Tamawood Limited (ASX:TWD) signed a binding Bid Implementation Agreement to acquire AstiVita Limited (ASX : AIR) from Lev Mizikovsky and his associated entities, Joseph Mizikovsky, Odalreach PTY Ltd, Stoddart Group Pty Ltd and others for AUD 16 million on March 16, 2022. Tamawood to make off-market takeover offer to acquire 1 fully paid ordinary shares in Tamawood for every 5 AstiVita shares held. The takeover offer is conditional on a number of conditions, in particular a minimum acceptance of 90%.
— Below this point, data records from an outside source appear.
Issue #2435, opened 2021-12-20
trgen-based CI build and test does not test "preprocessor" grammars


kaby76:
The current version of trgen in the GitHub Actions is old (version 0.7.0, May 2021), and does not test some grammars correctly. 
* cobol85: This grammar contains a [preprocessor grammar](https://github.com/antlr/grammars-v4/blob/master/cobol85/Cobol85Preprocessor.g4) that is not run through the Antlr4 tool.
* csharp: This grammar contains a [preprocessor grammar](https://github.com/antlr/grammars-v4/blob/master/csharp/CSharpPreprocessorParser.g4) that is not run through the Antlr4 tool. In fact, if it did, it would find that it's not target agnostic!
* stringtemplate: There are actually two sets of gramars (ST, STG) for a total of six grammar files. All of the tests skip (except Cpp) stringtemplate. The pom.xml has an "excludes" tag that list the imported grammars via other grammars, but it's not actually used in testing: only the "includes" tag is required, and it's not used elsewhere in the repo! While skipped by trgen, the Maven test plugin does work.
* z: This grammar contains ZOperatorParser.g4 and a Java driver that first calls ZOperatorParser, walks the tree to find "associations", rewrites the token stream with type information from the walk, and finally calls ZParser. The trgen-based testing does not use the ZOperatorParser code, but the Maven-based test does.

A newer version of trgen must be used as a prerequisite for https://github.com/antlr/grammars-v4/pull/2431, which updates the csharp/ grammar to be "target agnostic", among other bug fixes.

PR #2442, opened 2021-12-26
Fix for Issue 2435 -- updating to latest trgen, add Cpp target

kaby76:
This is a fix for #2435, which updates trgen and added testing of the Cpp target to the GitHub Actions CI.

The tool [trgen](https://github.com/kaby76/Domemtech.Trash/tree/main/trgen) is used in this repository for testing, generating a parser driver and build files for a grammar. The newest version of trgen fixes several problems with the old version 0.7.0 from in May 2021.

The main problem with the old generator tool was that it was not testing all grammars marked with `<include>` elements in a pom.xml file. For example, the [csharp grammar](https://github.com/antlr/grammars-v4/tree/master/csharp) contains two grammars, [one for preprocessing](https://github.com/antlr/grammars-v4/blob/3d0c5f07b139ac95c50b29d79ccc7d7b6be2c920/csharp/pom.xml#L22), and a [second, a split grammar, for post-processed C#](https://github.com/antlr/grammars-v4/blob/3d0c5f07b139ac95c50b29d79ccc7d7b6be2c920/csharp/pom.xml#L23). In order to write a target agnostic grammar for csharp, the preprocessor must have base classes for each target, which cannot not be written because the preprocessor grammar would not be compiled by the Antlr tool.

The changes include the following:
* Update use of trgen to version 0.13.2.
* Update the templates to work with the new version of trgen. This is where most of the changes are.
* Add Cpp testing. For now, we only test a small number of the grammars until we see how this goes.
* Update to the skip lists to skip the Java-specific grammar "r" for most targets.
* Update _scripts/regtest.sh to handle correctly the skip lists.
* Fix kirikiri-tjs to be target agnostic.
* Fix asm/masm to be target agnostic.
* Remove package information in kotlin/kotlin-formal because this does not work in JavaScript, Go, etc.
* Fix incorrect `<include>` entry in oncrpc for an included grammar file--don't run the Antlr tool on imported grammars.

This replaces the previous, bloated PR https://github.com/antlr/grammars-v4/pull/2439


teverett:
@kaby76  thanks

PR #2444, opened 2021-12-27
Fix for Issue 2430

kaby76:
This is a fix for Issue 2430 (parsing C# code with preprocessor directives), and a few other issues that have been lingering around for a while.

* Issue 2430: This issue is about parsing macros used in the grammar. The fix changes the lexer rule `SHARP` so that the token is not passed to the parser. It isn't passed either to the preprocessor grammar, so the change is okay. I don't know why, but the poster, @DivyaSrivastava45 , closed the bug, but it was a legit bug that needed to be fixed. Note, preprocessing is not handled, but at least files with preprocessing directives doesn't just crash.
* Issue 2329: This issue is about the parser being able to accept "var a=1,b=2;" multiple declarations with var. This is illegal with the C# compiler, resulting in an error message. The issue is that it should not be allowed in this grammar. Since the [generated grammar from the Roslyn compiler](https://github.com/dotnet/roslyn/blob/main/src/Compilers/CSharp/Portable/Generated/CSharp.Generated.g4) itself does not introduce rules to distinguish the problem, I decided to implement the solution as a semantic predicate. After fixing the bug, I found out that the examples/AllInOneNoPreprocessor.cs file contains the very multiple var declaration problem, so I changed the test.
* The grammar was not in "target agnostic" structure, and actually had Antlr "members" and actions all in Java in the grammar. I moved all the code to base classes, updated the Java and Antlr4cs targets (we don't test Antlr4cs in the CI, but I checked it), and added the CSharp target. All three grammars have been ported to "target agnostic" and all three are now processed through the Antlr tool.

This PR replaces https://github.com/antlr/grammars-v4/pull/2431 to squash the commit history and to roll forward with a dependency with trgen changed with https://github.com/antlr/grammars-v4/pull/2442


teverett:
@kaby76  thanks

PR #2446, opened 2021-12-28
Fix for Issue 2433 -- Rust is case sensitive

kaby76:
Although not explicitly stated in the Rust "Spec", Rust is case sensitive. I checked this against the compiler against a few examples (changing keywords to mixed case, referencing variables in a different case from the definition). Anyway, "true" for the "caseInsensitiveType" in the Antlr Maven Plugin is not a valid value, and the element "caseInsensitive" as far as I know is not even a valid element! So, it is best to remove the element.


teverett:
@kaby76  thanks

Issue #2440, opened 2021-12-25
Potential bug in Java grammar


mike-lischke:
I'm currently using [this Java grammar](https://github.com/antlr/grammars-v4/tree/master/java/java) in a project and found something which I believe is a bug. Look at these interface method rules:

```g4
interfaceMethodDeclaration
    : interfaceMethodModifier* (typeTypeOrVoid | typeParameters annotation* typeTypeOrVoid)
      IDENTIFIER formalParameters ('[' ']')* (THROWS qualifiedNameList)? methodBody
    ;

genericInterfaceMethodDeclaration
    : typeParameters interfaceMethodDeclaration
    ;
```

As you can see the generic interface method decl uses the normal one. However, looking closer you can see that `interfaceMethodDeclaration` actually also parses type parameters (so it's actually generic too).

However `genericInterfaceMethodDeclaration` **also** parses type parameters, allowing so 2 sets of parameters, which is wrong IMO. But since I'm not so fluent in Java, it could be I'm wrong here.

PR #2447, opened 2021-12-28
fix for #2440

mlorek:
fix for #2440


KvanTTT:
@mike-lischke could please check if the fix resolves your problem?

mike-lischke (approved):
Looks good, thanks.

PR #3002, opened 2023-01-10
fortran77: fix gotoStatement

BBreiden:
The gotoStatement should accept "GO TO" and "GOTO".

### DIFF
--- a/fortran77/Fortran77Lexer.g4
+++ b/fortran77/Fortran77Lexer.g4
@@ -535,7 +535,7 @@ CTRLREC
 
 
 TO
-   : 'TO'
+   : 'TO' | 'to'
    ;
 
 
--- a/fortran77/Fortran77Parser.g4
+++ b/fortran77/Fortran77Parser.g4
@@ -338,7 +338,7 @@ dataImpliedDoListWhat
    ;
 
 gotoStatement
-   : ((GO | GOTO) to) (unconditionalGoto | computedGoto | assignedGoto)
+   : (GO TO| GOTO) (unconditionalGoto | computedGoto | assignedGoto)
    ;
 
 unconditionalGoto
@@ -881,8 +881,4 @@ logicalConstant
 identifier
    : NAME
    | REAL
-   ;
-
-to
-   : NAME
    ;
--- a/fortran77/examples/goto-example.txt
+++ b/fortran77/examples/goto-example.txt
@@ -6,9 +6,11 @@ c
 
       go to 20
 
-10    write ( *, '(a)' ) '  Hello, world!'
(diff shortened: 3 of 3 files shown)


KvanTTT:
Could you please add an example (to `fortran77/examples`) that covers suggested changes?

BBreiden:
I have added an example. I hope this is ok. Otherwise just let me know!

KvanTTT:
CI says there are errors on Fortran: https://github.com/antlr/grammars-v4/actions/runs/3890697712/jobs/6644788312#step:17:52

BBreiden:
I will try to reproduce and try to fix it.

kaby76:
The old tester.psm1/test.ps1 scripts doesn't print out the error messages for [the new test input](https://github.com/antlr/grammars-v4/actions/runs/3890697712/jobs/6644788312#step:17:48). That's will be fixed with my rewrite of the test scripts. https://github.com/antlr/grammars-v4/pull/2989
```
Java 0 ../examples/example1.txt success 0.03
Java 1 ../examples/example2.txt success 0.018
line 7:9 missing 'TO' at 'to'
line 7:12 extraneous input '20' expecting EOL
line 9:6 no viable alternative at input '10write'
line 12:6 no viable alternative at input '20goto'
Java 2 ../examples/goto-example.txt fail 0.03
Total Time: 0.229
```

BBreiden:
The TO token was only defined as uppercase but the example uses lower case. I fixed the token file. Can we please rerun CI?

kaby76:
> The TO token was only defined as uppercase but the example uses lower case. I fixed the token file. Can we please rerun CI?

Is it Fortran77 if lowercase is used? Fortran77 uses only uppercase for the language but can process lowercase data. I recall wasting a lot of money on buying punch cards on this issue.

BBreiden:
Well, you're more expert than me, if you remember punch cards... :-)
But you are correct, I think. Looking at the Oracle documentation, they only use uppercase. However, the current version of the grammar allows lower case. The TO was an exception of not being defined in both (upper and lower) cases. The example2.txt also uses lower case. And GNU F77 didn't complain, when I tried to compile my example... ;-)

kaby76:
If other keywords are accepted in lowercase in the grammar, make it consistent.  But the compiler is wrong and I do recall the CDC compiler barfing on l.c. code. It makes me wonder what else is wrong with this grammar.

BBreiden:
I think, it is far from perfect at the moment. E.g. labels are only allowed on CONTINUE statements but not on other executable statements. Also in an ELSE IF statement you cannot use comments (I opened another PR to fix this).

PR #3003, opened 2023-01-10
fortran77: elseIfStatement allows comments

BBreiden:
elseIfStatement should also allow comments mixed with statements like the thenStatement or elseStatement.

### DIFF
--- a/fortran77/Fortran77Parser.g4
+++ b/fortran77/Fortran77Parser.g4
@@ -31,13 +31,8 @@ parser grammar Fortran77Parser;
 options
    { tokenVocab = Fortran77Lexer; }
 
-// multi-line comments?
-commentStatement
-    : COMMENT+
-    ;
-    
 program
-   : commentStatement* (executableUnit commentStatement*)+ EOL* EOF
+   : executableUnit+ EOL* EOF
    ;
 
 executableUnit
@@ -113,7 +108,7 @@ statement
    ;
 
 subprogramBody
-   : commentStatement* (wholeStatement commentStatement*)+ endStatement
+   : wholeStatement+ endStatement
    ;
 
 wholeStatement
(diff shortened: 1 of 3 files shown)


fortran77/Fortran77Parser.g4
```diff
@@ -382,7 +382,7 @@ firstIfBlock
    ;
 
 elseIfStatement
-   : (ELSEIF | (ELSE IF)) LPAREN logicalExpression RPAREN THEN EOL? wholeStatement+
+   : (ELSEIF | (ELSE IF)) LPAREN logicalExpression RPAREN THEN EOL? commentStatement* (wholeStatement commentStatement*)+
```
KvanTTT, line 385: Does it make sense to put comments to the `HIDDEN` channel (`-> channel(HIDDEN)`)? 

https://github.com/antlr/grammars-v4/blob/38857b99fbb6effa129e2d49182d3814013f8e46/fortran77/Fortran77Lexer.g4#L652-L654

In this case there won't be need of using `commentStatement` on parser level.

BBreiden:
I have added an example for the if statement with an else-if statement.

fortran77/Fortran77Parser.g4
KvanTTT: Sorry, but I don't think it's a good fix of the current problem. In the current implementation `commentStatement` is placed to certain parse rules but is not placed to others. That's why potential bugs still can be encountered. I suggest using standard technics for ignoring comments:

* Add `-> channel(HIDDEN)` to [`COMMENT`](https://github.com/antlr/grammars-v4/blob/master/fortran77/Fortran77Lexer.g4#L652) lexer rule. In this case lexer just puts tokens to another channel that is invisible for parser. `HIDDEN` channel is reserved in ANTLR and it's not neccessary to introduce a new one. Read more about lexer commands in the [ANTLR doc](https://github.com/antlr/antlr4/blob/master/doc/lexer-rules.md#channel).
* Remove `commentStatement` and its using from the parser.

KvanTTT (changes requested):
Please make `COMMENT` ignorable.

fortran77/Fortran77Parser.g4
BBreiden: OK. I will try to update the grammar according to your suggestions. Thanks for pointing it out to me. 👍

BBreiden:
I redirected the comments to the `HIDDEN` channel and removed the `commentStatement`. In my setup the examples are still parsed without errors.

PR #3004, opened 2023-01-10
fortran77: continue should only allow single label

BBreiden:


BBreiden:
I have added an example. Hope this is ok!

KvanTTT:
Unfortunately, there are errors on CI: https://github.com/antlr/grammars-v4/actions/runs/3891113700/jobs/6644828450#step:17:44

BBreiden:
I will try to reproduce this error and try to fix it.

BBreiden:
I was able to reproduce the problem locally and updated the example. Can you pls rerun CI?

KvanTTT:
Thanks for the contribution and welcome to the ANTLR grammars repository!

PR #3005, opened 2023-01-10
[C#] Avoid member accesses being parsed as `type_` when followed by `unary_expressions`.

MEPalma:
Fixes `C#` parser to prevent member accesses being parsed as `type_` sub-productions when followed by `unary_expressions`. This is achieved by ensuring that `expression` productions have precedence over `type_` productions.

For example in the following derivation:
```csharp
public class ClassName {
    Constructor MethodName(Object a, String b, int c) {
        return new Constructor(field, a.b, a.b + c.d, e.f.g + h);
    }
}
```
sub-derivation `a.b + c.d` is now parsed as:
```
...argument...additive_expression(
    multiplicative_expression...(...a, member_access('.', ...b)),
    '+',
    multiplicative_expression...(...a, ...member_access('.', ...b)),
 )
```

instead of:
```
...argument(
    _type...(a, '.', b),
    ...expression...(
        ...'+', 
        ...primary_expression(
            ...a,
            ...member_access('.', ...b)
        )
    )
```

A similar argument can be made for sub-production `a.f.g + h`, which is now parsed as an `additive_epression` of instead of a `_type(e.f.g), unary_expression('+', '+ h')`.

### DIFF
--- a/csharp/CSharpParser.g4
+++ b/csharp/CSharpParser.g4
@@ -16,7 +16,7 @@ compilation_unit
 
 //B.2.1 Basic concepts
 
-namespace_or_type_name 
+namespace_or_type_name
 	: (identifier type_argument_list? | qualified_alias_member) ('.' identifier type_argument_list?)*
 	;
 
@@ -40,18 +40,18 @@ tuple_element
     : type_ identifier?
     ;
 
-simple_type 
+simple_type
 	: numeric_type
 	| BOOL
 	;
 
-numeric_type 
+numeric_type
 	: integral_type
 	| floating_point_type
 	| DECIMAL
 	;
 
-integral_type 
+integral_type
 	: SBYTE
 	| BYTE
 	| SHORT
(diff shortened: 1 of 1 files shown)


teverett:
@MEPalma thanks!

ningpp:
thank you!
this pull request solve my problem when parsing code in below
`avgSum += Math.Sqrt(Math.Pow(x[i] - x[j], 2) + Math.Pow(y[i] - y[j], 2));`

KvanTTT:
@MEPalma or @ningpp could you please send an another PR with an example (to [csharp/examples](https://github.com/antlr/grammars-v4/tree/master/csharp/examples)) that cover changes from the current PR?

MEPalma:
@KvanTTT I have added an example in this PR https://github.com/antlr/grammars-v4/pull/3022, which also includes @ningpp's instance. Thank you!

PR #3006, opened 2023-01-10
[PlSql]feat: handle sqlplus TIMING command

poWer4aiX:


sql/plsql/PlSqlLexer.g4
```diff
@@ -1973,6 +1973,7 @@ TIMEZONE_MINUTE:              'TIMEZONE_MINUTE';
 TIMEZONE_OFFSET:              'TIMEZONE_OFFSET';
 TIMEZONE_REGION:              'TIMEZONE_REGION';
 TIME_ZONE:                    'TIME_ZONE';
+TIMING:                       'TIMING';
```
KvanTTT, line 1976: I guess it should be also placed to [`non_reserved_keywords_in_12c`](https://github.com/antlr/grammars-v4/blob/master/sql/plsql/PlSqlParser.g4#L4981) or [`non_reserved_keywords_pre12c`](https://github.com/antlr/grammars-v4/blob/master/sql/plsql/PlSqlParser.g4#L5295).

KvanTTT (changes requested):

sql/plsql/PlSqlLexer.g4
poWer4aiX: I had the expectation that only such keywords should be added, which were not reserve in 12c / in any release before 12c. As the SqlPlus command `TIMING` exists before 12c (e.g. in [9.2](https://docs.oracle.com/cd/B10501_01/server.920/a90842/ch13.htm#1014053)) it should not be added here, or am I'm wrong?

sql/plsql/PlSqlParser.g4
```diff
@@ -4389,6 +4390,10 @@ set_command
     : SET regular_id (CHAR_STRING | ON | OFF | /*EXACT_NUM_LIT*/numeric | regular_id)
     ;
 
+timing_command
+    : TIMING (START (timing_text=id_expression)* | SHOW | STOP)?
```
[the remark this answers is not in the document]
poWer4aiX: fixed, thanks

sql/plsql/PlSqlLexer.g4
poWer4aiX: I got it now. Without adding `TIMING` to the list of non_reserved_keywords_in_* (part of regular_id) the parser will reject using `TIMING` as an regular_id (e.g. in a `SELECT` statement) as an unexpected identifier, which should not be the case.

Added now to `non_reserved_keywords_pre12c` and extended the test.

KvanTTT (approved):
Thanks a lot for the contribution and fixes!

Issue #3018, opened 2023-01-18
TypeScript Cpp Port LexerBase file missing header file


ppppqp:
**Summary:** TypeScript Cpp Port `TypeScriptLexerBase.cpp` misses the header file `TypeScriptLexer.h`.

**Bug:** Building the target throws the error "use of undeclared identifier 'TypeScriptLexer'" in `TypeScriptLexerBase.cpp`. On closer examination, the cpp file does not include `TypeScriptLexer.h` but [uses](https://github.com/antlr/grammars-v4/blob/56dcd3d9251506d7514a68e86a4c192735c48f59/javascript/typescript/Cpp/TypeScriptLexerBase.cpp#L60) the symbol defined in it. 

The fix is tested locally and submitted as a pull request.

PR #3019, opened 2023-01-18
Fix: TypeScript Cpp port missing header file

ppppqp:
Fixes issue[#3018](https://github.com/antlr/grammars-v4/issues/3018)


teverett:
@ppppqp  thanks!

PR #3022, opened 2023-01-18
[csharp] Example for changes introduced in PR3005

MEPalma:
Adds short example for the changes introduced in https://github.com/antlr/grammars-v4/pull/3005.


teverett:
@MEPalma thanks!

Issue #3027, opened 2023-01-25
TSQL: double quoted strings are not accepted


cceelen:
The current TSQL lexer rule for strings does not allow double quoted strings:
`STRING options { caseInsensitive=false; } : 'N'? '\'' (~'\'' | '\'\'')* '\'' ;`
[Microsoft uses only single quoted strings in their grammar description.](https://learn.microsoft.com/en-us/sql/t-sql/language-elements/execute-transact-sql?view=sql-server-ver16)
This means that the following is rejected:
`CREATE PROCEDURE bla_bla AS
BEGIN
EXEC ("DELETE " + @param + 'more' + @param);
END`
Rejecting this, means that input accepted by a number of other DB engines gets rejected by the generated parser.

cceelen:
I was trying to replace it with this rule:
`STRING options { caseInsensitive=false; } : 'N'? ('\'' (~'\'' | '\'\'')* '\''  | '"' (~'"' | '\\"' )* '"' );`
But this does not seem to work either.

kaby76:
> Rejecting this, means that input accepted by a number of other DB engines gets rejected by the generated parser.

Is this Microsoft TSQL or a product from another company? The MariaDB grammar was forked from the MySQL grammar because MariaDB is not MySQL, and there were no semantic predicates for selecting the MariaDB extensions to the MySQL grammar, nor even commented as an extension. https://github.com/antlr/grammars-v4/pull/2940

cceelen:
Hi @kaby76 
i was using the t-sql grammars and not the specific one for maria DB. 

https://github.com/antlr/grammars-v4/tree/master/sql/tsql

The SQL I want to parse is from Sybase. So it's good to know that we can just go in and override some of the rules without the need to fork or rewrite them for a different engine.

I was trying to solve it in this way:
`STRING options { caseInsensitive=false; } : 'N'? '\'' (~'\'' | '\'\'')* '\''  ;
DOUBLE_QUOTED_STRING options { caseInsensitive=false; } : '"' (~'"' | '\\"' )* '"' ;

execute_var_string
    : LOCAL_ID (OUTPUT | OUT)? ('+' LOCAL_ID ('+' execute_var_string)?)?
    | STRING ('+' LOCAL_ID ('+' execute_var_string)?)?
    | DOUBLE_QUOTED_STRING ('+' LOCAL_ID ('+' execute_var_string)?)?
    ;
`
This kind of worked when using that in the IDE plugin. 
[...]

PR #3031, opened 2023-01-27
#3027 creating a variant of the TSQL to support Sybase

cceelen:
(!) not ready for merge. The test is still failing. (!)


KvanTTT (changes requested):
Thanks for the contribution but I don't think duplication of `TSqlLexer` and `TSqlParser` is a good idea. Is it possible to get rid of duplication?

cceelen:
Hi @KvanTTT 

I'd love to avoid the duplication. Reading up online i was not finding ways to import other grammars from other directories. If there is a way to do this cleanly, then please let me know.
I also had to disable the tokenVocab added in TSqlParser to avoid warnings as a variant was already imported by SybaseParser.g4. If I leave the warning, then generating code from the grammar requires more explicit steps.

Both issues might be worthwhile changes on ANTLR itself.

cceelen:
Hi @KvanTTT,
I ran out of ideas on how to avoid the copy of the tsql grammar files. 
Two issues: 
- Imports are only working within the same directory.
- Even with imports i had to disable the import of the TSqlLexer in the TSqlParser grammer.

I see only two possible solutions:
- accept duplication, or
- merge my changes into the existing TSQL grammar, meaning that code that might be rejected by SQL Server gets accepted by the grammar.

My first thought was to actually merge it into the TSQL grammar, but given the wide consequences I'm not sure every user of that grammar would appreciate the consequences. 

If you see an alternative, then please let me know.

Issue #3033, opened 2023-01-28
PostgreSQL - tableelement rule precedence issue


paulirwin:
ANTLR 4.11.1. I encountered a likely precedence issue with the PostgreSQL `tableelement` rule. For reference, here is the rule in this repo today:

```antlr
tableelement
   : columnDef
   | tablelikeclause
   | tableconstraint
   ;
```

When trying to parse the Sakila sample database schema, this parses the `CONSTRAINT` as a `columnDef` rule with column name `CONSTRAINT`:

```sql
CREATE TABLE payment_p2007_01 (CONSTRAINT payment_p2007_01_payment_date_check CHECK (((payment_date >= '2007-01-01 00:00:00'::timestamp without time zone) AND (payment_date < '2007-02-01 00:00:00'::timestamp without time zone)))
)
INHERITS (payment);
```

I have fixed this locally by swapping the order of the rules. Since `tableconstraint` has the lexer token `CONSTRAINT` as its first child, this correctly parses the CONSTRAINT as a `tableconstraint` instead of a `columnDef`:

```antlr
tableelement
   : tableconstraint
   | tablelikeclause
   | columnDef
   ;
```

Creating this issue for discussion and to make sure that my understanding of the grammar is correct. I'll submit a PR for this change as well.

PR #3034, opened 2023-01-28
[PostgreSQL] Swap order of columnDef and tableconstraint in tableelement rule #3033

paulirwin:
See issue #3033

### DIFF
--- a/sql/postgresql/PostgreSQLParser.g4
+++ b/sql/postgresql/PostgreSQLParser.g4
@@ -672,9 +672,9 @@ typedtableelementlist
    ;
 
 tableelement
-   : columnDef
+   : tableconstraint
    | tablelikeclause
-   | tableconstraint
+   | columnDef
    ;
 
 typedtableelement


teverett:
@KvanTTT  good to merge?

paulirwin:
I've done some more testing with this change and it has been working well. Since `tableconstraint` begins with the lexer rule `CONSTRAINT` and `tablelikeclause` begins with the lexer rule `LIKE`, they are not going to accidentally match on anything that should be a `columnDef` (since `CONSTRAINT` and `LIKE` are not valid column names), allowing other valid column names to pass through to the `columnDef` rule as expected.

KvanTTT:
> I've done some more testing with this change and it has been working well. 

Is it possible to add some testing examples to the `examples` directory?

paulirwin:
@KvanTTT I went to go add an example, and confirmed there already is an example that is parsed incorrectly in `create_table.sql`: 

```sql
CREATE TABLE parted (
	a text,
	b int NOT NULL DEFAULT 0,
	CONSTRAINT check_a CHECK (length(a) > 0)
) PARTITION BY LIST (a);
```

`check_a` gets parsed as a `columnDef` rule (as a column named `CONSTRAINT` of type `check_a`) instead of `tableconstraint`. This is likely a problem with other CONSTRAINT table elements in the example.

Let me know if this is insufficient for demonstrating this bug. Thanks!

KvanTTT:
Ok, it's enough. Thanks for the contribution and welcome to ANTLR grammars repository!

If Tamawood obtains a relevant interest in at least 90% of AIR Shares, Tamawood may proceed to compulsorily acquire the remaining AIR shares, after the close of the offer. As of April 29, 2022, the Bidder has received confirmation from AstiVita Shareholders holding approximately 86% of the AstiVita Shares that they intend to accept the Offer. As of May 16, 2022, Tamawood now holds a relevant interest in 93.46% of AstiVita's shares.

Tamawood is moving to compulsory acquisition of the remaining shares in AstiVita. The takeover offer is also subject to Tamawood shareholder approval. The AIR Independent Director recommends that AIR shareholders accept the takeover offer in the absence of a superior proposal.

On May 13, 2022, shareholders of Tamawood has approved the transaction. Offer is expected to close on May 19, 2022. As per update on May 13, 2022, offer period has been extended to May 23, 2022.

GRT Lawyers acted as legal advisor to AstiVita whereas Computershare Investor Services Pty Limited acted as registrar, William Buck (WA) Pty Ltd as accountant, Sparke Helmore Lawyers as Legal advisor and Vincents Capital Management Pty Ltd acted as independent expert to Tamawood Limited.